→ PROBLEM
The required answer is an exact copy of every entry underneath.

*** Opening RECORD EXCERPTS ***

PR #113, opened 2026-07-10
Fix: nr_observe_report_feedback never emitted ai.feedback.count

### LINKED ISSUE #114: nr_observe_report_feedback recorded feedback but never emitted metrics
## Summary

An audit of every registered MCP tool's documented contract vs. its actual implementation found that `nr_observe_report_feedback` recorded feedback correctly but the metric never reached New Relic.

## Root cause

`FeedbackCollector.record()` genuinely persisted feedback in memory, but `FeedbackCollector.emitMetrics()` — which would emit `ai.feedback.count` tagged by quality — was never called from the harvest flush (`src/transport/nr-ingest.ts`). Only `costTracker` and `efficiencyScorer` were wired there.

## Fix

Wired `feedbackCollector.emitMetrics()` into the harvest flush, matching the existing pattern.

**Bonus fix, found during design rather than the original audit:** `emitMetrics()` itself had no cursor — it iterated every historical record on every call with no way to track what had already been emitted. Wiring it into the harvest flush (which repeats every ~60s for the life of a session) as-is would have re-emitted every past feedback record on every subsequent flush, silently inflating `ai.feedback.count`. Added a `lastEmittedIndex` cursor, mirroring the pattern `EfficiencyScorer.emitMetrics()` already uses for the same reason.

## Related, not fixed here

The tool's description says it "helps correlate efficiency metrics with perceived quality." This fix only closes the metrics-emission gap — it does not build an actual join between feedback records and efficiency scores or `task_id`. That remains a separate, larger effort (similar in shape to the deferred `nr_observe_get_collaboration_profile` fix).

chrisdhaan:
Closes #114

## Summary
- `nr_observe_report_feedback` recorded user quality feedback correctly, but nothing ever read the records back or emitted them — `FeedbackCollector.emitMetrics()` was never called from the harvest flush, so `ai.feedback.count` never reached New Relic.
- Fixed by wiring `emitMetrics()` into the harvest flush alongside the existing `costTracker`/`efficiencyScorer` metrics.
- **Also fixed a latent bug found during design:** `emitMetrics()` had no cursor, so calling it on every harvest flush (as this fix now does) would have re-emitted every historical feedback record on every subsequent flush, inflating the count. It now tracks a `lastEmittedIndex` cursor, mirroring `EfficiencyScorer`'s existing pattern.
- Does **not** implement an actual correlation between feedback and efficiency scores/`task_id` — that's a separate, larger fix, deferred. Tool description kept as-is per explicit decision.
- Found during the MCP tools audit.
- Version bump 1.4.14 → 1.4.15 + CHANGELOG entry.

## Test plan
- [x] `npm run build` — clean
- [x] `npm run lint` — 0 errors
- [x] `npm test` — 3901 passed, 3 skipped (pre-existing, unrelated); 3 new tests
- [x] Diff scoped to exactly the 8 files this fix touches

### DIFF
--- a/CHANGELOG.md
+++ b/CHANGELOG.md
@@ -5,6 +5,12 @@ All notable changes to this project will be documented in this file.
 The format is based on [Keep a Changelog](https://keepachangelog.com/en/1.1.0/),
 and this project adheres to [Semantic Versioning](https://semver.org/spec/v2.0.0.html).
 
+## [1.4.15] - 2026-07-10
+
+### Fixed
+
+- `nr_observe_report_feedback` recorded user quality feedback but never emitted it — `FeedbackCollector.emitMetrics()` was never called from the harvest flush, so `ai.feedback.count` never reached New Relic. Fixed by wiring `emitMetrics()` into the harvest flush alongside the existing `costTracker`/`efficiencyScorer` metrics. Also fixed a latent double-counting bug found while wiring this in: `emitMetrics()` had no cursor, so calling it on every harvest flush (as this fix now does) would have re-emitted every historical feedback record on every subsequent flush; it now tracks a `lastEmittedIndex` cursor, mirroring `EfficiencyScorer`'s existing pattern. Found during the MCP tools audit. Does not implement an actual correlation between feedback and efficiency scores — that remains a separate, larger fix.
+
 ## [1.4.14] - 2026-07-10
 
 ### Fixed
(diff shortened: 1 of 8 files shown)


chrisdhaan:
Added a follow-up commit removing internal-process framing ("Found during the MCP tools audit") from this and the two already-merged CHANGELOG entries it sits alongside (v1.4.10, v1.4.12) — same category as the ADAPTERS.md wording fix in v1.4.9. No functional change.

corinnekunze:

*** Closing RECORD EXCERPTS ***

→ EXERCISE SOLUTION
PR #113, opened 2026-07-10
Fix: nr_observe_report_feedback never emitted ai.feedback.count

### LINKED ISSUE #114: nr_observe_report_feedback recorded feedback but never emitted metrics
## Summary

An audit of every registered MCP tool's documented contract vs. its actual implementation found that `nr_observe_report_feedback` recorded feedback correctly but the metric never reached New Relic.

## Root cause

`FeedbackCollector.record()` genuinely persisted feedback in memory, but `FeedbackCollector.emitMetrics()` — which would emit `ai.feedback.count` tagged by quality — was never called from the harvest flush (`src/transport/nr-ingest.ts`). Only `costTracker` and `efficiencyScorer` were wired there.

## Fix

Wired `feedbackCollector.emitMetrics()` into the harvest flush, matching the existing pattern.

**Bonus fix, found during design rather than the original audit:** `emitMetrics()` itself had no cursor — it iterated every historical record on every call with no way to track what had already been emitted. Wiring it into the harvest flush (which repeats every ~60s for the life of a session) as-is would have re-emitted every past feedback record on every subsequent flush, silently inflating `ai.feedback.count`. Added a `lastEmittedIndex` cursor, mirroring the pattern `EfficiencyScorer.emitMetrics()` already uses for the same reason.

## Related, not fixed here

The tool's description says it "helps correlate efficiency metrics with perceived quality." This fix only closes the metrics-emission gap — it does not build an actual join between feedback records and efficiency scores or `task_id`. That remains a separate, larger effort (similar in shape to the deferred `nr_observe_get_collaboration_profile` fix).

chrisdhaan:
Closes #114

## Summary
- `nr_observe_report_feedback` recorded user quality feedback correctly, but nothing ever read the records back or emitted them — `FeedbackCollector.emitMetrics()` was never called from the harvest flush, so `ai.feedback.count` never reached New Relic.
- Fixed by wiring `emitMetrics()` into the harvest flush alongside the existing `costTracker`/`efficiencyScorer` metrics.
- **Also fixed a latent bug found during design:** `emitMetrics()` had no cursor, so calling it on every harvest flush (as this fix now does) would have re-emitted every historical feedback record on every subsequent flush, inflating the count. It now tracks a `lastEmittedIndex` cursor, mirroring `EfficiencyScorer`'s existing pattern.
- Does **not** implement an actual correlation between feedback and efficiency scores/`task_id` — that's a separate, larger fix, deferred. Tool description kept as-is per explicit decision.
- Found during the MCP tools audit.
- Version bump 1.4.14 → 1.4.15 + CHANGELOG entry.

## Test plan
- [x] `npm run build` — clean
- [x] `npm run lint` — 0 errors
- [x] `npm test` — 3901 passed, 3 skipped (pre-existing, unrelated); 3 new tests
- [x] Diff scoped to exactly the 8 files this fix touches

### DIFF
--- a/CHANGELOG.md
+++ b/CHANGELOG.md
@@ -5,6 +5,12 @@ All notable changes to this project will be documented in this file.
 The format is based on [Keep a Changelog](https://keepachangelog.com/en/1.1.0/),
 and this project adheres to [Semantic Versioning](https://semver.org/spec/v2.0.0.html).
 
+## [1.4.15] - 2026-07-10
+
+### Fixed
+
+- `nr_observe_report_feedback` recorded user quality feedback but never emitted it — `FeedbackCollector.emitMetrics()` was never called from the harvest flush, so `ai.feedback.count` never reached New Relic. Fixed by wiring `emitMetrics()` into the harvest flush alongside the existing `costTracker`/`efficiencyScorer` metrics. Also fixed a latent double-counting bug found while wiring this in: `emitMetrics()` had no cursor, so calling it on every harvest flush (as this fix now does) would have re-emitted every historical feedback record on every subsequent flush; it now tracks a `lastEmittedIndex` cursor, mirroring `EfficiencyScorer`'s existing pattern. Found during the MCP tools audit. Does not implement an actual correlation between feedback and efficiency scores — that remains a separate, larger fix.
+
 ## [1.4.14] - 2026-07-10
 
 ### Fixed
(diff shortened: 1 of 8 files shown)


chrisdhaan:
Added a follow-up commit removing internal-process framing ("Found during the MCP tools audit") from this and the two already-merged CHANGELOG entries it sits alongside (v1.4.10, v1.4.12) — same category as the ADAPTERS.md wording fix in v1.4.9. No functional change.

corinnekunze:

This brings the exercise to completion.